▶ _What is being asked_: What lines of the data below hold the string "prefix"? Copy each one.

▶ _Data provided_:

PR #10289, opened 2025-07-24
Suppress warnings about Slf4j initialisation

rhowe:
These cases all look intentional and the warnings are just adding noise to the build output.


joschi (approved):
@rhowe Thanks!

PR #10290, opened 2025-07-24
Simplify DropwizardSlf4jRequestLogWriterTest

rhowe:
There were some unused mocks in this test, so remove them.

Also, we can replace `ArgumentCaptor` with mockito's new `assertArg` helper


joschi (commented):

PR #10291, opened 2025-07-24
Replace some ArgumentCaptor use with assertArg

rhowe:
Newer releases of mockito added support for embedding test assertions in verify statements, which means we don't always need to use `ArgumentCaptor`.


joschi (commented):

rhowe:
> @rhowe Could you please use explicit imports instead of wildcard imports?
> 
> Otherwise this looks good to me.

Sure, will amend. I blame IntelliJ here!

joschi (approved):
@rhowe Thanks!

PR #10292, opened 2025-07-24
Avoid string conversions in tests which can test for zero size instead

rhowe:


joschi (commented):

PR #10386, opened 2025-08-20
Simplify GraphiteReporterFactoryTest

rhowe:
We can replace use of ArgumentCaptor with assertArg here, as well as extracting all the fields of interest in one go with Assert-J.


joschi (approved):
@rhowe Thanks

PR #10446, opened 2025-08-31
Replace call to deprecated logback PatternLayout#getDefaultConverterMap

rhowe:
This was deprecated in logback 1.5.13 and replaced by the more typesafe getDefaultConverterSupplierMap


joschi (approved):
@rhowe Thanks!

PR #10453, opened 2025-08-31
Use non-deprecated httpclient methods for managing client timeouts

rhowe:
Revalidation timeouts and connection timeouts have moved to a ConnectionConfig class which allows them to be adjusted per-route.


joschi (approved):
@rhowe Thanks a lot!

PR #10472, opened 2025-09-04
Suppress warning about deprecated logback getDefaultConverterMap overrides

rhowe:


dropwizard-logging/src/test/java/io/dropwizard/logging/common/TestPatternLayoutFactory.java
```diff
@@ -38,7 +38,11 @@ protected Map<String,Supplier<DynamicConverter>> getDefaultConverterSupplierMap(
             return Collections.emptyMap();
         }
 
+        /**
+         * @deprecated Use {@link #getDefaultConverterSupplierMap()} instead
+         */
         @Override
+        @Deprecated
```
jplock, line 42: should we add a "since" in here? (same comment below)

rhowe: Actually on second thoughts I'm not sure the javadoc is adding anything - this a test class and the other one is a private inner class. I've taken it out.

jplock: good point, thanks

==

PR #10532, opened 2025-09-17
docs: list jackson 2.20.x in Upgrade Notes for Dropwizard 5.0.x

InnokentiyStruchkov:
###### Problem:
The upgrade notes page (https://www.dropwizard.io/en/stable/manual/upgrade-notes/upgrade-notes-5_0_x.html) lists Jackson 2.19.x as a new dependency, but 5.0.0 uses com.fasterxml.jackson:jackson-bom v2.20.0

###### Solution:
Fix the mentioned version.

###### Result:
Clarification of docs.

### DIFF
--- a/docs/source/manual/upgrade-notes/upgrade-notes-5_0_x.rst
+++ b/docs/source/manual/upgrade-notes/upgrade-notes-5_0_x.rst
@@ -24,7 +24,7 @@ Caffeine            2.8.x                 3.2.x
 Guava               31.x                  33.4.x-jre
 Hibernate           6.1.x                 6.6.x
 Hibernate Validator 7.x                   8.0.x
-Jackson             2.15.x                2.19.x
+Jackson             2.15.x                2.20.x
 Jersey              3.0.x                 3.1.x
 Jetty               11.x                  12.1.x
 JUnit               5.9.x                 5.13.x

...

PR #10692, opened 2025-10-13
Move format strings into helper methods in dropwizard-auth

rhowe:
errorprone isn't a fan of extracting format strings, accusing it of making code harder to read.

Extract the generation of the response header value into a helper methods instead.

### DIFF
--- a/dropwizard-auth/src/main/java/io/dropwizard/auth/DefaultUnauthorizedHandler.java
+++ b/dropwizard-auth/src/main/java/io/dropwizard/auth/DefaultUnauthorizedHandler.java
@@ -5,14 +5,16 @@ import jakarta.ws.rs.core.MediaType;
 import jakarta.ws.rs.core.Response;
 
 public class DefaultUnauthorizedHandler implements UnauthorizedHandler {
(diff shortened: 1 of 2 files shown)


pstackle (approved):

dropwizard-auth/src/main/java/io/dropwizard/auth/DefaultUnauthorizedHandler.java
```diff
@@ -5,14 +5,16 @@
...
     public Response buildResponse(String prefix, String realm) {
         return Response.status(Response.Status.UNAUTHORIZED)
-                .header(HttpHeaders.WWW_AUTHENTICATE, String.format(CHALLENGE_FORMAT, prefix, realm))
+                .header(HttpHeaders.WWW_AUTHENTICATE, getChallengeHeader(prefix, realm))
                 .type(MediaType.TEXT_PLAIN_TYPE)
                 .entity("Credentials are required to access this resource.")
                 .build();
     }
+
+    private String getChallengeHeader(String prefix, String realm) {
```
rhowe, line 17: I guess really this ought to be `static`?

▶ _Worked solution_:
     public Response buildResponse(String prefix, String realm) {
-                .header(HttpHeaders.WWW_AUTHENTICATE, String.format(CHALLENGE_FORMAT, prefix, realm))
+                .header(HttpHeaders.WWW_AUTHENTICATE, getChallengeHeader(prefix, realm))
+    private String getChallengeHeader(String prefix, String realm) {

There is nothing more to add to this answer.